CAPÍTULO 14 | Posible.

El otoño doró las hojas del arce en el jardín de los Ricci, pintando de oro lo que quedaba del verde. El tiempo, ese río que todo lo lleva, parecía fluir con más lentitud dentro de la casa de ladrillo visto, como si respetara el espacio sagrado que se había creado en su interior. Aria, envuelta en una manta de lana, pasaba las tardes en el sillón junto a la ventana, su mirada a veces clara y presente, otras veces perdida en paisajes interiores que solo ella podía recorrer.

Lorenzo era su ancla, su memoria externa, su rutina amorosa e inquebrantable.

Para Asher, la vida se había dividido en dos corrientes claras. Una, la de su hogar con Clara y su hija Elara, llena del bullicio de los primeros pasos, las preguntas incansables y los planes de futuro. La otra, la de la casa de los Ricci, un remanso de tiempo suspendido donde los cuidados eran el lenguaje principal.

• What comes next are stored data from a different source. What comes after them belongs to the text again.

PR #1958, opened 2020-02-03
query Application instead of constructing it

icewind1991:
Stops "RuntimeException: App class OCA\Calendar\AppInfo\Application is not setup via query() but directly" log spam

### DIFF
--- a/appinfo/app.php
+++ b/appinfo/app.php
@@ -22,5 +22,5 @@ declare(strict_types=1);
  */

Una tarde, mientras ayudaba a Lorenzo a cambiar las sábanas de la cama de Aria (una tarea que ahora requería una paciencia y una coordinación de dúo), Lorenzo se detuvo, una esquina de la sábana aún en la mano.

—Ella nunca quiso que esto fuera una carga —dijo, su voz baja pero firme—. Para nadie. Ni para Hartley, ni para nosotros, ni para ti.

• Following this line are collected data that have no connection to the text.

PR #1979, opened 2020-02-10
Move navigation to appinfo

tcitworld:
Superseeds #1958 as suggested by @raimund-schluessler


appinfo/info.xml
```diff
@@ -34,6 +34,15 @@
 	<dependencies>
 		<nextcloud min-version="17" max-version="19" />
 	</dependencies>
+	<navigations>
+		<navigation>
+			<id>calendar</id>
+			<name>Calendar</name>
+			<order>5</order>
+			<route>calendar.view.index</route>
+			<icon>calendar.svg</icon>
```
raimund-schluessler: Don't ask me why, but the `info.xml` will not validate in this order. What works is `id->name->route->icon->order`.

PR #1980, opened 2020-02-10
Enable PHP 7.4 stable on Travis

tcitworld:


tcitworld:
https://travis-ci.community/t/some-extensions-are-missing-in-php-7-4-0-zip-gmp-sodium/6320/22

tcitworld:
Can we move to `xenial`?

raimund-schluessler:
Another option would be to move away from travis completely and use Github actions: https://github.com/nextcloud/app-tutorial/tree/master/.github/workflows

georgehrke:
I think we should go for @raimund-schluessler's suggestion and move to GitHub actions.

@tcitworld Any objections?

tcitworld:
> @tcitworld Any objections?

Nope, I never played much with Github Actions, that's why I didn't go ahead.

PR #2000, opened 2020-02-17
Update remaining fullcalendar packages

georgehrke:
Not sure why dependabot missed those


georgehrke:
CI is happy, let's merge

—No lo es. —respondió Asher, sincero.

El cansancio estaba ahí, sí, físico y emocional, pero no era el peso de una obligación, sino la fatiga honrada del trabajo amoroso.

—Lo sé —asintió Lorenzo—. Pero aun así. Hay cosas que tenemos que hablar. Cosas sobre el futuro. Cuando ella… cuando yo…

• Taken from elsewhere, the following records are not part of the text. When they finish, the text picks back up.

PR #2023, opened 2020-02-25
Autofocus event title on popover

### LINKED ISSUE #1930: new event focus directly on subject
when creating a new event, the focus should be on the subject so that the user can write the content without additional clicks.

cursor on the yellow field (see attach) without other steps (additional click)

nc3

TY

<bountysource-plugin>

---
Want to back this issue? **[Post a bounty on it!](https://www.bountysource.com/issues/87723053-new-event-focus-directly-on-subject?utm_campaign=plugin&utm_content=tracker%2F45525646&utm_medium=issues&utm_source=github)** We accept bounties via [Bountysource](https://www.bountysource.com/?utm_campaign=plugin&utm_content=tracker%2F45525646&utm_medium=issues&utm_source=github).
</bountysource-plugin>

georgehrke:
fixes #1930

### DIFF
--- a/src/directives/focus.js
+++ b/src/directives/focus.js
@@ -1,0 +1,29 @@
+/**
+ * @copyright Copyright (c) 2020 Georg Ehrke
+ *
+ * @author Georg Ehrke <oc.list@georgehrke.com>
+ *
+ * @license GNU AGPL version 3 or any later version
+ *
+ * This program is free software: you can redistribute it and/or modify
+ * it under the terms of the GNU Affero General Public License as
+ * published by the Free Software Foundation, either version 3 of the
+ * License, or (at your option) any later version.
+ *
+ * This program is distributed in the hope that it will be useful,
+ * but WITHOUT ANY WARRANTY; without even the implied warranty of
+ * MERCHANTABILITY or FITNESS FOR A PARTICULAR PURPOSE.  See the
+ * GNU Affero General Public License for more details.
+ *
+ * You should have received a copy of the GNU Affero General Public License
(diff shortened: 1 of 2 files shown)


src/directives/focus.js
```diff
@@ -0,0 +1,29 @@
...
+ * GNU Affero General Public License for more details.
+ *
+ * You should have received a copy of the GNU Affero General Public License
+ * along with this program. If not, see <http://www.gnu.org/licenses/>.
+ *
+ */
+
+export default {
+	inserted(el) {
+		setTimeout(() => {
```
georgehrke: It works with a  timeout, but not without.
There must be something, which takes away the focus immediately.

@tcitworld Do you have any idea what that could be?
My best guess would be that it's related to V-Popover, but that requires further debugging.

laurens94:
Perhaps the autofocus behaviour should only take place whenever the user creates a new event (not when opening an existing event), to prevent mistakes. Or is that already the case with this commit?

georgehrke:
@laurens94 Why would you not focus the title when editing an existing an event?

laurens94:
Nevermind! I often edit an event just to change the time, but I guess it doesn't matter that much if the title is only focused instead of completely selected. 

Thanks for the fix 👍

jancborchardt:
So is this ready to merge? :) @nextcloud/calendar

Zaxooy:
Worked for me, can recommend this. :-)

I'm not very exerienced with github. So we're waiting for @tcitworld to merge this?

ChristophWurst:
@GretaD could you rebase and give this a good test? I think we can integrate this then :)

GretaD (approved):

No terminó la frase. No hacía falta. Asher lo miró a los ojos, y en la mirada del hombre más fuerte que había conocido vio, por primera vez, una petición de ayuda no para Aria, sino para sí mismo. Para el después.

—Estaré aquí —dijo Asher, simple y claro—. Para lo que necesites. Siempre.

—Es más que eso —Lorenzo soltó la sábana y se sentó en el borde de la cama—. Esta casa, estas cosas… nuestra historia. No puede terminar conmigo. Y no puede convertirse en un museo de fantasmas para ti. Tiene que… convertirse en algo más.

La palabra «posible» flotó en la habitación, sin ser pronunciada. Durante años, la narrativa de los Ricci había estado definida por una imposibilidad: la imposibilidad de traer de vuelta a Hartley, la imposibilidad de borrar el dolor, la imposibilidad de escapar por completo de la sombra de la Luna.

Ahora, frente a la otra gran inevitabilidad de la vida, Lorenzo estaba buscando una nueva posibilidad.

Una que honrara el pasado sin estar encadenada a él.

—¿Qué tienes en mente? —preguntó Asher, sentándose a su lado.

Lorenzo respiró hondo.

—La fundación. La Fundación Hartley Ricci.

Asher lo miró, sorprendido. No era el nombre inesperado, sino la concreción del concepto.

—No para investigar lo paranormal —aclaró Lorenzo rápidamente, como leyendo su mente—. Para lo contrario. Para apoyar a jóvenes, estudiantes, artistas, cualquiera que sienta esa… esa grieta, esa fascinación por los límites, por lo sublime, que pueda volverse peligrosa. Ofrecer becas para proyectos que anclen esa búsqueda en la realidad. Una residencia para un astrónomo poeta. Una beca para un biólogo que estudia la melatonina y los ciclos lunares. Ayuda psicológica para quienes se sientan abrumados por sus propias obsesiones. Algo que diga: «Tu curiosidad es válida, tu asombro es hermoso, pero aquí tienes herramientas, comunidad, un ancla». Algo que nosotros no supimos darle a Hartley a tiempo, y que tú… que tú encontraste por otros medios.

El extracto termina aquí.